From the material below, return every line that includes "builder".

▸ **Records**:
□ □ □ □

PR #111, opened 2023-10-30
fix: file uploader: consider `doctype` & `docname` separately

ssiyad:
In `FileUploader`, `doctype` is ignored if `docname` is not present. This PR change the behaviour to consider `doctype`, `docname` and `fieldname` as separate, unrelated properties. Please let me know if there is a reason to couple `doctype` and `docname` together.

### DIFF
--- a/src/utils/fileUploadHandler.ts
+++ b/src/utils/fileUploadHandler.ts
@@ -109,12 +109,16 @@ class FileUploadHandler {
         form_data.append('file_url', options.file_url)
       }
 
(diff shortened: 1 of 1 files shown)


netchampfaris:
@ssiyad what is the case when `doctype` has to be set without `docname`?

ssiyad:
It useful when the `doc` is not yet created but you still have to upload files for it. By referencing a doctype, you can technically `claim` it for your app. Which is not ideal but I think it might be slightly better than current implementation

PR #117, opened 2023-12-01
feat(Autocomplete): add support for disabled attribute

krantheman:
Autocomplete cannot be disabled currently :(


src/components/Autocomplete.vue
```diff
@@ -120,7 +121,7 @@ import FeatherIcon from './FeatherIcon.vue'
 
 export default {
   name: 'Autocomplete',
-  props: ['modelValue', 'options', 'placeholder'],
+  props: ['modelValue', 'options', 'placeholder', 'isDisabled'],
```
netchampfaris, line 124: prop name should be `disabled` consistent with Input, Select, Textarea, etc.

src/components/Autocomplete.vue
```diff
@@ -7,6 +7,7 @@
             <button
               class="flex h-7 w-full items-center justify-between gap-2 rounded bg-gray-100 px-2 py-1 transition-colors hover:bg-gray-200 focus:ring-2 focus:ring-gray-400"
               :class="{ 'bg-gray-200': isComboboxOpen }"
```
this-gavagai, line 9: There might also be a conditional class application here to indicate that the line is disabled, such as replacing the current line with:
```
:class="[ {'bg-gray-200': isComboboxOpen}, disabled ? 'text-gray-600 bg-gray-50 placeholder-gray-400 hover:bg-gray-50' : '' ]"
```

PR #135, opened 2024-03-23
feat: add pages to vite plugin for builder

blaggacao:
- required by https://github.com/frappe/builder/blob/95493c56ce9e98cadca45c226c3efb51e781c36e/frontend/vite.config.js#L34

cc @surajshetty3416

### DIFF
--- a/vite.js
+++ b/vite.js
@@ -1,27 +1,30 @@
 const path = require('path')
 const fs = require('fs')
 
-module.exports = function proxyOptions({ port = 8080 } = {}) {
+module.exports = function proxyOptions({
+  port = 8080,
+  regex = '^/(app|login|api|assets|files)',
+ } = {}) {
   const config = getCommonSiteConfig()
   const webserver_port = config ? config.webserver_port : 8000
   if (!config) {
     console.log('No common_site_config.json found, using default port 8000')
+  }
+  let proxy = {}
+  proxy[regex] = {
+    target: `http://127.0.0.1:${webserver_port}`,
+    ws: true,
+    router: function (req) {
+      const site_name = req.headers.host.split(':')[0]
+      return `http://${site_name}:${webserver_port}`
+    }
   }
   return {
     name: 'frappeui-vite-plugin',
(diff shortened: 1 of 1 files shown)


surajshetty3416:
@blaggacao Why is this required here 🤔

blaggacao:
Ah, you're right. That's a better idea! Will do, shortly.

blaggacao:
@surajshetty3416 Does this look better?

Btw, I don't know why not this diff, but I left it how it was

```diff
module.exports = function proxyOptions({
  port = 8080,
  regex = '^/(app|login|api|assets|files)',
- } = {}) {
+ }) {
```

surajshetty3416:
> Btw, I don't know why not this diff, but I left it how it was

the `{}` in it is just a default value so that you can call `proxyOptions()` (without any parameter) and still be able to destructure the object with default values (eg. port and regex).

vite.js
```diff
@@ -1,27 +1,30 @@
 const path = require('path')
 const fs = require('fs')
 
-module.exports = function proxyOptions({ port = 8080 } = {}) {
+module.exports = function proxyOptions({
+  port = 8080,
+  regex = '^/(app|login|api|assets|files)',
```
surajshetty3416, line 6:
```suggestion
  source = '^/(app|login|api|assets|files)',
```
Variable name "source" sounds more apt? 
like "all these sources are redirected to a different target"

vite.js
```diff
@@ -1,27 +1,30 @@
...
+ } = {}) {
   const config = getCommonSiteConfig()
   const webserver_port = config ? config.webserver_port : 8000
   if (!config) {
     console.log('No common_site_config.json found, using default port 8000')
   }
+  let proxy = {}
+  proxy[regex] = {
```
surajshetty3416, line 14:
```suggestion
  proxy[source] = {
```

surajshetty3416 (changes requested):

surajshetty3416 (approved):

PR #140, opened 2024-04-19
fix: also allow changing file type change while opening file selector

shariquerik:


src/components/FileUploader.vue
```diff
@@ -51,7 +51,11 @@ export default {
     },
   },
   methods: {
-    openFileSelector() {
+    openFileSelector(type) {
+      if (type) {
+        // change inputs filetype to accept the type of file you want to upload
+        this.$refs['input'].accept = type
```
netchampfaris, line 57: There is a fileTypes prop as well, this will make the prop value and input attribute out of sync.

□ □ □ □

▸ **Output for this exercise**:
feat: add pages to vite plugin for builder
- required by https://github.com/frappe/builder/blob/95493c56ce9e98cadca45c226c3efb51e781c36e/frontend/vite.config.js#L34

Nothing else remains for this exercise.